[Dataset entries]
╔══
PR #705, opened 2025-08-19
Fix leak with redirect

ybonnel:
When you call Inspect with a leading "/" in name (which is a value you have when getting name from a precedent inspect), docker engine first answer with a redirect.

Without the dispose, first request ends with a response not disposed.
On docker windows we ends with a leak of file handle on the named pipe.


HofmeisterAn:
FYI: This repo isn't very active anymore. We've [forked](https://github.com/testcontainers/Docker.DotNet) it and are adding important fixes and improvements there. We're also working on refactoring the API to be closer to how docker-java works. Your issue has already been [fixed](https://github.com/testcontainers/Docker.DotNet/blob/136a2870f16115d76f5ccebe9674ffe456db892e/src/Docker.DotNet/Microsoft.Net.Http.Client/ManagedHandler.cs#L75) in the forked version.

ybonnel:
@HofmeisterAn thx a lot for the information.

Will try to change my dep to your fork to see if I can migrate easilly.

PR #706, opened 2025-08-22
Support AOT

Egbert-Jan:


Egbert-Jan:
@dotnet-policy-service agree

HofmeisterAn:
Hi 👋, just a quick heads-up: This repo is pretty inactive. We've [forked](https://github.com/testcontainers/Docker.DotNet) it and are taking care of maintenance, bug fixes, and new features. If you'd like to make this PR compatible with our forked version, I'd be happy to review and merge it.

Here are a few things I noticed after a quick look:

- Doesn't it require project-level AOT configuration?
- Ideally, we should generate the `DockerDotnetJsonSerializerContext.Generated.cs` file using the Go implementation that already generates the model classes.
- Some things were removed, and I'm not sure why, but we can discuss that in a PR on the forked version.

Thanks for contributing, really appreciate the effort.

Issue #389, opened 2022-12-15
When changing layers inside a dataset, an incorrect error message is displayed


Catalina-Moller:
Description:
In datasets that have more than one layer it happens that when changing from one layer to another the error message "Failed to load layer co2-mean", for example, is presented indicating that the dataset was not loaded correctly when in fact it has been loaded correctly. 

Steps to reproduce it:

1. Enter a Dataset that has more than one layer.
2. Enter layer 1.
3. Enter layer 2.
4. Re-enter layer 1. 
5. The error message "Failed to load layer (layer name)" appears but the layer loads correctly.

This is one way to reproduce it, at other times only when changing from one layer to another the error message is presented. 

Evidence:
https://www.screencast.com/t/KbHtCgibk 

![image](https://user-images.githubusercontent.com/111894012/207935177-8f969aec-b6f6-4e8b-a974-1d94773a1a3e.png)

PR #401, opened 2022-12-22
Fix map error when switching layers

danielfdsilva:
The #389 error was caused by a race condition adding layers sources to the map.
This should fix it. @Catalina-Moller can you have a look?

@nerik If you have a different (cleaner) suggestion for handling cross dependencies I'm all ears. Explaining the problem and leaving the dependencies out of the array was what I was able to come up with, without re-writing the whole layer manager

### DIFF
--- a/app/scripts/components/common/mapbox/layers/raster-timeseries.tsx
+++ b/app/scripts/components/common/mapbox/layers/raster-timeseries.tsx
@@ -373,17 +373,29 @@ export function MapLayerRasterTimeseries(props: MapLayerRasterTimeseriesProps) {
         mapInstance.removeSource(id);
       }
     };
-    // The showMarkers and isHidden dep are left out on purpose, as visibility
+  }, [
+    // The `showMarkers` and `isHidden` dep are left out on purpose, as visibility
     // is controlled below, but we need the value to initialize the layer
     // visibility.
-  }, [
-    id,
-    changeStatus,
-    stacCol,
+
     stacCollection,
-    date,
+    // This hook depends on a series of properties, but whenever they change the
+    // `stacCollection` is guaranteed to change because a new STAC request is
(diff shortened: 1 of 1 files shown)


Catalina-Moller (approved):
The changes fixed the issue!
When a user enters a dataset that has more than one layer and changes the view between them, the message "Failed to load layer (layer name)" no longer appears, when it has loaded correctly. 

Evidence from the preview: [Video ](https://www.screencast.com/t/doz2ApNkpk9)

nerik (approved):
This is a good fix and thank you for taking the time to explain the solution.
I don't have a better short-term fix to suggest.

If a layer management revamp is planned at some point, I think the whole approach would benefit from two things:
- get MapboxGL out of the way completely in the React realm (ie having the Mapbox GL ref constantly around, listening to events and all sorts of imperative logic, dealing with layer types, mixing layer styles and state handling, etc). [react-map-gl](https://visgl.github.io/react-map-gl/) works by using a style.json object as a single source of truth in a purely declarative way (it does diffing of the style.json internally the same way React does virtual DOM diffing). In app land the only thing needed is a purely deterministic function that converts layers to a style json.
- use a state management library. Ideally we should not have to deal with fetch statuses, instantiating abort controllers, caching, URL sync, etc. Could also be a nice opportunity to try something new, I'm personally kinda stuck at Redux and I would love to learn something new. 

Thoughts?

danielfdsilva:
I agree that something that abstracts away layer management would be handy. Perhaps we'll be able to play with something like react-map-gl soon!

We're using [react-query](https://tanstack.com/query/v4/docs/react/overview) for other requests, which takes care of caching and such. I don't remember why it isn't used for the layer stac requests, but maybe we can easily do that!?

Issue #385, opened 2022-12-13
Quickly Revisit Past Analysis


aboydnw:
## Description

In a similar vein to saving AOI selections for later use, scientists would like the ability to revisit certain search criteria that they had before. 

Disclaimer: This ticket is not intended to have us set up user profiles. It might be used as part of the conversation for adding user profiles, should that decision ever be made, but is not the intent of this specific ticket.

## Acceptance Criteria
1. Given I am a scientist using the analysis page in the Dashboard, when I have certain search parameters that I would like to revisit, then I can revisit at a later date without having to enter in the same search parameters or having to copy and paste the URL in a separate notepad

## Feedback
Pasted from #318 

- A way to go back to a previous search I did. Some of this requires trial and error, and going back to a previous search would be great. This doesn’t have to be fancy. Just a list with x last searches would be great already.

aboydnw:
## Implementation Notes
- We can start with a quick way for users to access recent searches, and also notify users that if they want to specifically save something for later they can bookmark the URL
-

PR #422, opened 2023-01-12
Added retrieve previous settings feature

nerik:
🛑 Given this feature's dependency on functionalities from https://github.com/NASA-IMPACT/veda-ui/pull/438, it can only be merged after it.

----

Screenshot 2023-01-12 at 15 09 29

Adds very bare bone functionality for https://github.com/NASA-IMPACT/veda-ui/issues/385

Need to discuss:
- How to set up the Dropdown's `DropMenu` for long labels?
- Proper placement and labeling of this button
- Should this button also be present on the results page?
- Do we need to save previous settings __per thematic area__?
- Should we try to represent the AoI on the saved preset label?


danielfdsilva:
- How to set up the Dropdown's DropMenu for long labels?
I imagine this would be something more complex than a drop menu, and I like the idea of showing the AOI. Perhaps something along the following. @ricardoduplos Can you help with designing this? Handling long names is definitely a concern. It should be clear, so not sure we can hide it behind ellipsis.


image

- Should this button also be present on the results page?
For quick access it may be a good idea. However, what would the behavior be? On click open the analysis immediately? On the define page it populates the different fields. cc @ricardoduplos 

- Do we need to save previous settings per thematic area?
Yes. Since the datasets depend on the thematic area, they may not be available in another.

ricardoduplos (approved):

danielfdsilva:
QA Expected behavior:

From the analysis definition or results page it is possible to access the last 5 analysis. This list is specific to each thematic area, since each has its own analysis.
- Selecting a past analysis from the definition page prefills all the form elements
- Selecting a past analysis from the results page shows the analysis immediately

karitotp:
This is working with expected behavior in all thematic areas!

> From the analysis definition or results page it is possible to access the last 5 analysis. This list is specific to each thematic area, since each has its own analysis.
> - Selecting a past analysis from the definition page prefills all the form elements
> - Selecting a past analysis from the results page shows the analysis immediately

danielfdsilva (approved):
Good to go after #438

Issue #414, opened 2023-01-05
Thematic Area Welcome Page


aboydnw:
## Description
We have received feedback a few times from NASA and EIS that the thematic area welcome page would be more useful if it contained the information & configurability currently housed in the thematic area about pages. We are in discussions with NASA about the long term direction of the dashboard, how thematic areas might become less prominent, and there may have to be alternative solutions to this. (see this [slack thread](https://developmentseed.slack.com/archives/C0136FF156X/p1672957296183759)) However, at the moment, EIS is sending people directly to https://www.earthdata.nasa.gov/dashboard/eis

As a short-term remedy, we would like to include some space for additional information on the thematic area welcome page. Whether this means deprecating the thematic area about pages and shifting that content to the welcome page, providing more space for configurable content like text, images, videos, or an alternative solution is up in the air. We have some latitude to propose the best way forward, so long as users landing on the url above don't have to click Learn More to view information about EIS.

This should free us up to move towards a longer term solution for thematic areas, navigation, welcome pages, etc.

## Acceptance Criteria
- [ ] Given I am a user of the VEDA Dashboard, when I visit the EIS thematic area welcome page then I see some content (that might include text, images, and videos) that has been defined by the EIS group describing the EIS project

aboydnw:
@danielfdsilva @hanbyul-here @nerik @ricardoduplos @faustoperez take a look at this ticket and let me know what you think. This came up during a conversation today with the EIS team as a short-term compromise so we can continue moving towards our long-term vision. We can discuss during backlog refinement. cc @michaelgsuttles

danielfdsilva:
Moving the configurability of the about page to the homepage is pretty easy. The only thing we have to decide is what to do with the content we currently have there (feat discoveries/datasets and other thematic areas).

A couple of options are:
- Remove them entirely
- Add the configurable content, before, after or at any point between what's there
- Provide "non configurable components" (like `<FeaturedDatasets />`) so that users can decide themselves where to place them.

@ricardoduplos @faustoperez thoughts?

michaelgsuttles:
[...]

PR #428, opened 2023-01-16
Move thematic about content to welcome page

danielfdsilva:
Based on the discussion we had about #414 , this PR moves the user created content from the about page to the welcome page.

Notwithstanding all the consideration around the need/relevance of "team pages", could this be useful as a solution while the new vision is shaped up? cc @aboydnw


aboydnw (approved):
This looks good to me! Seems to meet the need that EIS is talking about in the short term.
╚══
§ Instructions to follow
Please reproduce the lines from the line with "1. Given I am" to the line with "## Implementation Notes", both ends included, exactly as they appear above.

§ Written response
1. Given I am a scientist using the analysis page in the Dashboard, when I have certain search parameters that I would like to revisit, then I can revisit at a later date without having to enter in the same search parameters or having to copy and paste the URL in a separate notepad

## Feedback
Pasted from #318 

- A way to go back to a previous search I did. Some of this requires trial and error, and going back to a previous search would be great. This doesn’t have to be fancy. Just a list with x last searches would be great already.

aboydnw:
## Implementation Notes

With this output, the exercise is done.